▸ **Data for processing**
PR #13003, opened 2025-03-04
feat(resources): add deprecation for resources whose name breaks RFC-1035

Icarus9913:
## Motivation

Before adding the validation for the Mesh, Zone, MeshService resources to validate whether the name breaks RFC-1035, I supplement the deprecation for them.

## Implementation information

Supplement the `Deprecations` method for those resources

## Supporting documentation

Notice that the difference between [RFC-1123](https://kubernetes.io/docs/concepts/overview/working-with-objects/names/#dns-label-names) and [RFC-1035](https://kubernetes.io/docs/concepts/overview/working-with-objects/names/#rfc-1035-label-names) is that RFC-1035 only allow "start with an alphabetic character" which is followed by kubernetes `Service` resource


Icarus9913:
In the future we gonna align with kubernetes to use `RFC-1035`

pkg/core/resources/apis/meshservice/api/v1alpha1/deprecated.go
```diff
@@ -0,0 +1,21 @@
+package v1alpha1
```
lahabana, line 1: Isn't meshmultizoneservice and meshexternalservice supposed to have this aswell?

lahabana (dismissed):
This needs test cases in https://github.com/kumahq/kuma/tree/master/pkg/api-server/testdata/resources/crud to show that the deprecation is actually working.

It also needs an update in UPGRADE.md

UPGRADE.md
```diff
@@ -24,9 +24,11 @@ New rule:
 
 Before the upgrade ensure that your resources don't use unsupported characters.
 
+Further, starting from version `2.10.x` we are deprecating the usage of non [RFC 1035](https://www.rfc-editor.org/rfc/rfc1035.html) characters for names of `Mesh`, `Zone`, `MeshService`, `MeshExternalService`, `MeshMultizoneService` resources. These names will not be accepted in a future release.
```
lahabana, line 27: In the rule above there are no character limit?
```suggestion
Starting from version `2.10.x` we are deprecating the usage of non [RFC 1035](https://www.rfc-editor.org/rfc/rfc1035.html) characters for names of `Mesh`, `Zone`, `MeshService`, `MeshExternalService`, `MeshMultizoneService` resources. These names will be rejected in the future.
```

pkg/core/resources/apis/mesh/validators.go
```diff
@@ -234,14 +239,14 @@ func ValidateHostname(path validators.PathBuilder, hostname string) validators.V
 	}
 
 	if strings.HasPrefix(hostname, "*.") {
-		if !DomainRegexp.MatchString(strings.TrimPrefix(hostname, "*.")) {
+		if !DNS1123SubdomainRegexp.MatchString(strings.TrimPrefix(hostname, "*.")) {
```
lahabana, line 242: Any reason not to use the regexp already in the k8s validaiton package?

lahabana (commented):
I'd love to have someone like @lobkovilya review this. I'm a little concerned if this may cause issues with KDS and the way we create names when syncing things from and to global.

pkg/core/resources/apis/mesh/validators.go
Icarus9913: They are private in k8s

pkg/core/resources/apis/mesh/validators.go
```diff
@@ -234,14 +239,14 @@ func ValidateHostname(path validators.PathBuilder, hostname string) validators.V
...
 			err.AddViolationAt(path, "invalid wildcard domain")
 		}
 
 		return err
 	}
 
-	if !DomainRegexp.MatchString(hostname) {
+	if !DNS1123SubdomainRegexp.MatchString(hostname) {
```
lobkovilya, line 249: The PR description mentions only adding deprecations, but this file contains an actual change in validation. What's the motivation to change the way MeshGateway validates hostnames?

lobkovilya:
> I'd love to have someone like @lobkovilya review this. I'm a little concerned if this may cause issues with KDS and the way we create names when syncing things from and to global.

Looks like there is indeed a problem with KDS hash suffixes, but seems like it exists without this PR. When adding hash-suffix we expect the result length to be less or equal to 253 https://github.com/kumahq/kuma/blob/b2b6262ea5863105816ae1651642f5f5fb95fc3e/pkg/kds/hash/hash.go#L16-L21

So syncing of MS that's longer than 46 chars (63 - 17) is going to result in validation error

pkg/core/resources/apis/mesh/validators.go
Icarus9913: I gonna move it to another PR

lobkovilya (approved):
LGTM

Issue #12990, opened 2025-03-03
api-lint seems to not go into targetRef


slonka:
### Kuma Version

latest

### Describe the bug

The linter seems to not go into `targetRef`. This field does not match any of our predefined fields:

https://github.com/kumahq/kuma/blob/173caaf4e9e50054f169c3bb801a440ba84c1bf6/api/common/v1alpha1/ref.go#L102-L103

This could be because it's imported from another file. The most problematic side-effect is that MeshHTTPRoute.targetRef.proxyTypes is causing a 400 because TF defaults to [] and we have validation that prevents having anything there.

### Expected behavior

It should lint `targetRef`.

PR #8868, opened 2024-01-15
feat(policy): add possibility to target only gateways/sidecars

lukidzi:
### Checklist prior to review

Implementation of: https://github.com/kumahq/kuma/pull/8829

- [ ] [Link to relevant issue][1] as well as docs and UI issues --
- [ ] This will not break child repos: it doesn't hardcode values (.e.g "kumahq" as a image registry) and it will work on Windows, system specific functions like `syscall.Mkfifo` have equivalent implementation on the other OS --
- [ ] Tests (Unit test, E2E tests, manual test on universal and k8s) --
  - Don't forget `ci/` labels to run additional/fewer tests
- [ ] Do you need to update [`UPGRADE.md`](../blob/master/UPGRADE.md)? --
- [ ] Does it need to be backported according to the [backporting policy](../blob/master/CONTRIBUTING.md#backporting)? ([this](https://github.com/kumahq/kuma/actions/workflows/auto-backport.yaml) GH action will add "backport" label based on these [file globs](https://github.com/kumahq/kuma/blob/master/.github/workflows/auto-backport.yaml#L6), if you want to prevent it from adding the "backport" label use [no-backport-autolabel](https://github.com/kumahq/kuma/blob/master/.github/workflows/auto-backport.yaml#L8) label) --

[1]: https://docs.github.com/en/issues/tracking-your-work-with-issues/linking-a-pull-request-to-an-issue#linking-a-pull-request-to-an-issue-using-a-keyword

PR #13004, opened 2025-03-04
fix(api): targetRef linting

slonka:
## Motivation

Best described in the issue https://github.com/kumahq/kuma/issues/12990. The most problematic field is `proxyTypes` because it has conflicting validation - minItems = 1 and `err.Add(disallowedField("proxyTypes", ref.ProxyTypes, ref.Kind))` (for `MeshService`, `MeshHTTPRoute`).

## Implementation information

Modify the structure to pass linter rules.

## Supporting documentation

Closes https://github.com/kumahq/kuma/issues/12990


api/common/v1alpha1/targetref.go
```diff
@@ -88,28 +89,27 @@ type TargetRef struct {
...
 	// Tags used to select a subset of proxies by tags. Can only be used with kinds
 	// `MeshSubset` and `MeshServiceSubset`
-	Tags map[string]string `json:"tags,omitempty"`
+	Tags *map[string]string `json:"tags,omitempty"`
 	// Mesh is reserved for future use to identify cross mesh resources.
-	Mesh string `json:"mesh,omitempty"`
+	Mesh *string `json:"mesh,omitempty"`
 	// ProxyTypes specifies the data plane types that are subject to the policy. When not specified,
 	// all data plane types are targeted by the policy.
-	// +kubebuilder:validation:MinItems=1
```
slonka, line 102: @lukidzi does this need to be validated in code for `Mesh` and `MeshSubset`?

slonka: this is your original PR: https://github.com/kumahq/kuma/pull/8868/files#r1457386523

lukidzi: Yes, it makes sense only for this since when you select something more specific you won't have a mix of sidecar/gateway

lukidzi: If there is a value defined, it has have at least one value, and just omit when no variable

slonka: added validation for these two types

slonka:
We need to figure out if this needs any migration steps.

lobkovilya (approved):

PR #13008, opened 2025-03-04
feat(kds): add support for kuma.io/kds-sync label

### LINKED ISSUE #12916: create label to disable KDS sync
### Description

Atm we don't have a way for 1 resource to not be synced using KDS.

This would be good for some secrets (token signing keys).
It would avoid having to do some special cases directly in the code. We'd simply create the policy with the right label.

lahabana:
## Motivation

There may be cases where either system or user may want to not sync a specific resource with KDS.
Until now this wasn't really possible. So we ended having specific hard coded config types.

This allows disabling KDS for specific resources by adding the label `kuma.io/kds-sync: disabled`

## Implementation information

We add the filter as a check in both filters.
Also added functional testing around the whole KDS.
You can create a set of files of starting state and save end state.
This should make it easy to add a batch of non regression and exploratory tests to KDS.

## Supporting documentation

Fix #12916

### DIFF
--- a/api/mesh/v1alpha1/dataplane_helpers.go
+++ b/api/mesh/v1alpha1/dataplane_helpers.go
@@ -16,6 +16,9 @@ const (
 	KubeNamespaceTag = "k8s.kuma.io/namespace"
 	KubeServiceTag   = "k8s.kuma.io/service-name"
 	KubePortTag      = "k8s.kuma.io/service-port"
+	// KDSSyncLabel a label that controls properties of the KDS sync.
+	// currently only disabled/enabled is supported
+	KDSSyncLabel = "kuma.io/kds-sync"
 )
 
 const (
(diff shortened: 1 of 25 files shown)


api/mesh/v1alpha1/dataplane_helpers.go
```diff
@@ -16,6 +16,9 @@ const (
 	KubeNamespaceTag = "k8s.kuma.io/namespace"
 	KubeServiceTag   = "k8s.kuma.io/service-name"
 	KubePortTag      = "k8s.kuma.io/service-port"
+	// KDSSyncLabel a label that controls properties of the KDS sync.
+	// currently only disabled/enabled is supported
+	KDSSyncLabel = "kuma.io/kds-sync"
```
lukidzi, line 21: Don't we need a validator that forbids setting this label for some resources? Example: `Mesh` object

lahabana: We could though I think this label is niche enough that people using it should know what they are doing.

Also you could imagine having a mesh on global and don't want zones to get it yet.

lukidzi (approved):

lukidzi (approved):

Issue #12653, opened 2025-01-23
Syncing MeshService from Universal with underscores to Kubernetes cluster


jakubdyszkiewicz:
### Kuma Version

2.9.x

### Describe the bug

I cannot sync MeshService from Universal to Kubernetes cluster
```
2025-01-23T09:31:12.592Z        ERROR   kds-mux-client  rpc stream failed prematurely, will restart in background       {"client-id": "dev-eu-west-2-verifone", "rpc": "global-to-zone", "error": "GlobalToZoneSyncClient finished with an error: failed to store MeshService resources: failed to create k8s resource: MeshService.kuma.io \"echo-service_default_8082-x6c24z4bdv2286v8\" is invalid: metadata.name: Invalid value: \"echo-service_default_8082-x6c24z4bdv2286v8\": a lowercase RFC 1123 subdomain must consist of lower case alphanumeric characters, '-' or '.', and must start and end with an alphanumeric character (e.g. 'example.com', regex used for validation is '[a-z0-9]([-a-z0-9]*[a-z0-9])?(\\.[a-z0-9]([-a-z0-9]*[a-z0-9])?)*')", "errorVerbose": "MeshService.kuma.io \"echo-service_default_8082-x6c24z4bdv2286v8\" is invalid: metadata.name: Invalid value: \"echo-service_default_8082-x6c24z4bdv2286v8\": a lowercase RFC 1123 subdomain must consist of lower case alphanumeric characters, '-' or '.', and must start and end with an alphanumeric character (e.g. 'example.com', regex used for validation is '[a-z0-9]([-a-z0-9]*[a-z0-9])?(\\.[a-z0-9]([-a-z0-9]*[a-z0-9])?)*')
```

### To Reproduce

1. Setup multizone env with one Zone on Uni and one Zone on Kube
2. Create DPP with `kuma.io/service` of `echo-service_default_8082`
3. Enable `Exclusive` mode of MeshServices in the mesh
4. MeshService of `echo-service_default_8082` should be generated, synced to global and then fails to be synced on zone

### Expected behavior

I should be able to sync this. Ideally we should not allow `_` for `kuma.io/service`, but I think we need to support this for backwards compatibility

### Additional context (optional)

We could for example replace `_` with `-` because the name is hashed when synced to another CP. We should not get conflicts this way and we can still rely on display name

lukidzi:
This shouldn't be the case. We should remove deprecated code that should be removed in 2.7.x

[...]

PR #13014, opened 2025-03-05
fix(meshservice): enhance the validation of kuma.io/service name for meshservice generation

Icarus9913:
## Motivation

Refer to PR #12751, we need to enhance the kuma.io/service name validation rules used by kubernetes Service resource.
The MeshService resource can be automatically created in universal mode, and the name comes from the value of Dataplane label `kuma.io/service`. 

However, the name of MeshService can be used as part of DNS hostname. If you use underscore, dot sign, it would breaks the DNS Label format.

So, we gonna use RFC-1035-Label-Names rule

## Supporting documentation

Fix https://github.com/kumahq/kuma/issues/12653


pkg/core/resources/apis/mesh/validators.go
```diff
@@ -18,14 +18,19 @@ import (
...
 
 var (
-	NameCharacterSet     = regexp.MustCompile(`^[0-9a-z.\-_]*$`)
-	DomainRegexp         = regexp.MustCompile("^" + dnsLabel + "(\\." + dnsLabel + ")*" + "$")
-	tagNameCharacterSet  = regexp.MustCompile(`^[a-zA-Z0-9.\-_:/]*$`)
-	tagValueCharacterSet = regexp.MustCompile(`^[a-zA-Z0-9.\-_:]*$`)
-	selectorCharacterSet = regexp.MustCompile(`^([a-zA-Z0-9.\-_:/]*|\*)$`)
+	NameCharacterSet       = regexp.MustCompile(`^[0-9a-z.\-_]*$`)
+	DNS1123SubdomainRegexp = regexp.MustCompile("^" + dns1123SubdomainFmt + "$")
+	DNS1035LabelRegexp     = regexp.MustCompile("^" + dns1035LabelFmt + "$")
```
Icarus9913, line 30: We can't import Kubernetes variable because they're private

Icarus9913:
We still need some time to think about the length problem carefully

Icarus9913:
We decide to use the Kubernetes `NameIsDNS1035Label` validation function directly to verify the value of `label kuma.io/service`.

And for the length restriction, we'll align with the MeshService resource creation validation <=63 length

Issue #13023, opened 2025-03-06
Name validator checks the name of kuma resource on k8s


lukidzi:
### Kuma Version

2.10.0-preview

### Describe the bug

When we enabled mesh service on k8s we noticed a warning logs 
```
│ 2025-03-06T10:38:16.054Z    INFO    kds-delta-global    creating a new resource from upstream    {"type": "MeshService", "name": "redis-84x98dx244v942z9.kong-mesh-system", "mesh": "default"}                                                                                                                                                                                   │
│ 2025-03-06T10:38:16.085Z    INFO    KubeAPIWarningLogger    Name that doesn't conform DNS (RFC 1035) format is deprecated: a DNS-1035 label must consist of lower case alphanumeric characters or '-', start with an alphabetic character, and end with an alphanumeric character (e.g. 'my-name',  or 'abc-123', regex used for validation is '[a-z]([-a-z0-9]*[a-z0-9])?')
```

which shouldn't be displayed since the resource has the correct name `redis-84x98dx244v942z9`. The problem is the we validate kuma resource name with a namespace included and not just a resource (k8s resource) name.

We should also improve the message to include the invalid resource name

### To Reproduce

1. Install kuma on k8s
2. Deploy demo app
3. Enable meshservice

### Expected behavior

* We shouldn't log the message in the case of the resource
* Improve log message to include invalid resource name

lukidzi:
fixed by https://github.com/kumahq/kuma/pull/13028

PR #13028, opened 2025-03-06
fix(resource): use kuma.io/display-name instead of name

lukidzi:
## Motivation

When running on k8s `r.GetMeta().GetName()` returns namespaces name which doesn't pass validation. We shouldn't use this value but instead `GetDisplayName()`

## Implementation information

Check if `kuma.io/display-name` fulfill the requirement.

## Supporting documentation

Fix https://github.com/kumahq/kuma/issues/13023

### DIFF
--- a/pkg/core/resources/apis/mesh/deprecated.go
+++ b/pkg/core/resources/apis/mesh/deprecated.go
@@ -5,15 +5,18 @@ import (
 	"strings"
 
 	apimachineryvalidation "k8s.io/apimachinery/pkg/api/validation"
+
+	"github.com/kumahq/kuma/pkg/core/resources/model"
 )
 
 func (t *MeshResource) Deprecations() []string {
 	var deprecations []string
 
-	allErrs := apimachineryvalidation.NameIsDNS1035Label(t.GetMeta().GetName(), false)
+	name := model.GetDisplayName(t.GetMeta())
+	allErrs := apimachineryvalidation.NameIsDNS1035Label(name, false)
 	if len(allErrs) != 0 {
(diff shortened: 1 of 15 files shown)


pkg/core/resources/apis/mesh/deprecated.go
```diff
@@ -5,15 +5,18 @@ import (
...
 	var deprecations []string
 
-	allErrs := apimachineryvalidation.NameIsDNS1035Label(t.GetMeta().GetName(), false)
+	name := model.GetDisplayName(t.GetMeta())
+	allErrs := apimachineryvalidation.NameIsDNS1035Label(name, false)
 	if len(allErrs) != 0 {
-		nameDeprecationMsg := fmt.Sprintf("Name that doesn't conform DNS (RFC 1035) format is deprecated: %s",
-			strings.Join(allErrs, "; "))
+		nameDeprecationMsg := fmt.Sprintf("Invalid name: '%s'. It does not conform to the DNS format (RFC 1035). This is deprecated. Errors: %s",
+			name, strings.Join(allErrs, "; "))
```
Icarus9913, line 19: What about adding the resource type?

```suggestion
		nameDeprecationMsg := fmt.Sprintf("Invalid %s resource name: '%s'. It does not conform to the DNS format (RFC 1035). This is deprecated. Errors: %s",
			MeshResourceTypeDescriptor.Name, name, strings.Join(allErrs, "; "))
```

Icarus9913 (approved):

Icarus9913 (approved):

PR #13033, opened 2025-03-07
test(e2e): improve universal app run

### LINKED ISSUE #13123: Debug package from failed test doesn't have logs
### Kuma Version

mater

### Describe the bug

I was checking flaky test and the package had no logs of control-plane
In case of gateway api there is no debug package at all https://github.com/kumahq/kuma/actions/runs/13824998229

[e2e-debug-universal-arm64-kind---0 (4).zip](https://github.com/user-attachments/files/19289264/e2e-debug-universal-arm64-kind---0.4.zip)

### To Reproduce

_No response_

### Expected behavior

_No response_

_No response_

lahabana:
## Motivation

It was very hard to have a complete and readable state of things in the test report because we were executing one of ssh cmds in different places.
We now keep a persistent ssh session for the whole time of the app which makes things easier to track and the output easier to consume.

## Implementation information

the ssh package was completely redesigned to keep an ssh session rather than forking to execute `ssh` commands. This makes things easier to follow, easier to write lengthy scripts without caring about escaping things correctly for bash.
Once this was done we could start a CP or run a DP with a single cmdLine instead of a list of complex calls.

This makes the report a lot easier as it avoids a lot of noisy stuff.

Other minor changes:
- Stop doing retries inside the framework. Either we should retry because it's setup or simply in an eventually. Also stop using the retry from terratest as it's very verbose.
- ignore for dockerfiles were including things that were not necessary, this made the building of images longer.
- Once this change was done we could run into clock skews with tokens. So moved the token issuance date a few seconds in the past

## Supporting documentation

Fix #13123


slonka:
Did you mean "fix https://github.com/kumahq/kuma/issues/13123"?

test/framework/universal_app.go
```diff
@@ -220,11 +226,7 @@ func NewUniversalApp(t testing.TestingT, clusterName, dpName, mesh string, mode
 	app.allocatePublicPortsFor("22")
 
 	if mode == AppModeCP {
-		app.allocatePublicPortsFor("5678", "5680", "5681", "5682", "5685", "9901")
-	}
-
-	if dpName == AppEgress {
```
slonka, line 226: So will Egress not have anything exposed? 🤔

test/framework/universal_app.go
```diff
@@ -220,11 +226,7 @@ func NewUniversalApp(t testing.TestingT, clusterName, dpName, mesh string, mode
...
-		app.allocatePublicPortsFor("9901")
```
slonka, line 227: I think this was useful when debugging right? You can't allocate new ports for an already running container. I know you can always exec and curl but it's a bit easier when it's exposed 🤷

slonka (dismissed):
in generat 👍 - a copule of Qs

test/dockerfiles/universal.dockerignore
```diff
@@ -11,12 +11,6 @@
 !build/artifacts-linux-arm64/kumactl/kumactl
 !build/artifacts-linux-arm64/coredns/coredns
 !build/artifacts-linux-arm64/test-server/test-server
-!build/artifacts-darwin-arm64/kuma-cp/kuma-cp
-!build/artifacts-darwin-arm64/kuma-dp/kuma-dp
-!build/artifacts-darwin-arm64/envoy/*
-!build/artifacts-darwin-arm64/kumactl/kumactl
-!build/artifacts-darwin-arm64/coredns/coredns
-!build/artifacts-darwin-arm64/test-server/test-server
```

▸ **Exercise objective**
Nothing but a number is wanted here: how many lines of the material contain the string "Tags".

▸ **Result**
3